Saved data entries

PR #152, opened 2016-07-08
Cleaning up code for OSM importer

avulfson17:
This is mostly just a stylistic change. The code makes more sense this way
(for me at least)


orangejulius:
Definitely a good change. Reduces duplication and makes the code read a bit better. LGTM

dianashk:
:shipit:

PR #156, opened 2016-07-19
Refactor streams interface

### LINKED ISSUE #55: Import multiple pbf files
originally reported by @loomsen in https://github.com/pelias/openstreetmap/issues/46

currently the `pelias/config` structure implies that a consumer can specify multiple `pbf` files to be imported; however the import script does not currently support this.

---

Thanks, all seems to be working fine now. However, I wonder if it's possible to import multiple pbf files?
I've tried adding another one into the json array file, but it doesn't seem to be imported. Only the first entry seems to be processed. If I import it afterwards, data from both show up, so this would work. Would be nicer to configure an array though.

```json
      "import": [{
        "type": { "node": "osmnode", "way": "osmway" },
        "filename": "germany-latest.osm.pbf"
      },
      {  
        "type": { "node": "osmnode", "way": "osmway" },
        "filename": "liechtenstein-latest.osm.pbf"
      }]
```

avulfson17:
This refactors the importer code, including changing the index file to basically only run the importer, and allowing the pbfparser to be called with no arguments.

Not 100% sure that all the branch/tree history (or whatever its called) is correct, but itd be nice if i could get confirmation that it is

Fixes #55


dianashk:
Let's fix the travis tests and also remove the excessive logging that's happening during the testing.

dianashk:
Fixes #55

package.json
```diff
@@ -58,12 +58,14 @@
   "devDependencies": {
     "async": "^2.0.0",
     "colors": "^1.1.2",
+    "combined-stream": "^1.0.5",
```
dianashk: I think `combined-stream` should be under regular `dependencies`, not `devDependencies`. `devDependencies` don't get installed in a production environment, so this could lead to big trouble.

stream/multiple_pbfs.js
```diff
@@ -0,0 +1,20 @@
...
+var path = require('path');
+
+function createCombinedStream(){
+  var fullStream = combinedStream.create();
+  var defaultPath= require('pelias-config').generate().imports.openstreetmap;
+
+  defaultPath.import.forEach(function( importObject){
+    var conf = {file: path.join(defaultPath.datapath, importObject.filename), leveldb: defaultPath.leveldbpath};
+    fullStream.append(function(next){
+      console.log('Creating read stream for: ' + conf.file);
```
dianashk: use `pelias-logger` instead of `console.log` (check other places where it might need to be replaced)

dianashk:
This looks really great. The refactoring makes me so happy! Just a few minor comments and it will be ready for primetime.

avulfson17:
I dont really know when/why to use the logger but the 2 cases i found console.log used were here (this is the end-to-end test failures output):
`if( diff ){
   97        //added for clarification because apparently understanding the deep diff output is hard
   98:       console.log('actual:', JSON.stringify(actual[0], null, 2));
   99:       console.log('expected:', JSON.stringify(expected[0], null, 2));
  100  
  101:       console.log( JSON.stringify(diff, null, 2) );
  102:       console.log('actual count:', actual.length);
  103:       console.log('expected count:', expected.length);
  104:       console.log('matching count:', colors.green(countSame));
  105:       console.log('difference count:', colors.red(countDiff));
  106        console.error( colors.red( 'end-to-end tests failed :(' ) );
  107        console.error( 'contents of', tmpfile, 'do not match expected:', expectedPath );`

and here (this looks like its supposed to print out the tags):
`50    // print out
   51:   console.log( JSON.stringify( tags, null, 2 ) );
   52  });
`

dianashk:
No need to update test code with pelias-logger, just stick to the production code. There may not be a whole lot of places, but it's worth taking a look. I think just the one place I called it out in should be fine. Thanks.

orangejulius:
It looks like this pull request changed at some point from a refactoring (strict definition: making code do exactly the same thing, but in a better/cleaner way) to adding a new feature. Which is of course great, but it seems like it might make sense to create a new pull request with a branch name and pull request name that describe adding the new feature

avulfson17:
Is there a way to move some of the commits into a new branch or something like that? I know exactly when this break happens but I dont really know the best way to deal with it. I was just going to close #55 with a comment linking to this pull request.

orangejulius:
In this case it's probably more hassle than it's worth to split the two changes. Performing initial refactoring to make it easier to add a new feature is A-OK, and quite common.

But creating a new branch and PR is helpful to keep track of what actual changes happened, and should definitely be done here.

avulfson17:
I dont really understand what you want me to do here. Do you want me to create a dummy branch that all these changes get pushed to and then push it to master? Do you want me to recreate all the changes in a totally new PR? Or something else entirely?

orangejulius:
Replaced by #163

PR #172, opened 2016-08-15
Upgrade to pbf2json 4.1.0

orangejulius:
Also require an exact version of pbf2json rather than a caret range.

This is in line with https://github.com/pelias/pelias/issues/366, where
we decided to only use exact version deps for other Pelias code. This
both helps us track changes better, and ensure we can know exactly what
code we're releasing at any time.

Connects pelias/pelias#366


avulfson17:
LGTM

PR #173, opened 2016-08-16
Require exact version of pbf2json

orangejulius:
This is in line with https://github.com/pelias/pelias/issues/366, where
we decided to only use exact version deps for other Pelias code. This
both helps us track changes better, and ensure we can know exactly what
code we're releasing at any time.


missinglink:
:shipit:

trescube:
:shipit:

PR #221, opened 2017-01-03
Add config validation

trescube:
Required fields:

* `datapath`
* `import` (the files to import, can be empty)
* `leveldbpath`

Optional fields:

* `adminLookup`
* `deduplicate`

If any of the optional are actually required, let me know. 

Also bumped lint to support es6.


orangejulius:
`leveldbpath`, `adminLookup` and `deduplicate` are all required I think, although they have default values. `adminLookup` and `deduplicate` are booleans that default to false.

trescube:
made `leveldbpath` required.  if `adminLookup` and `deduplicate` have defaults then they're not required.

orangejulius:
I guess that makes sense. It's very hard for a boolean value that's missing to cause problems.

PR #236, opened 2017-02-09
removed adminLookup in favor of wof-admin-lookup making the decision

trescube:


trescube:
makes it easy to review!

- Task item
In the entries above, how many lines hold "they"? Answer with the number alone.

- The completed task
2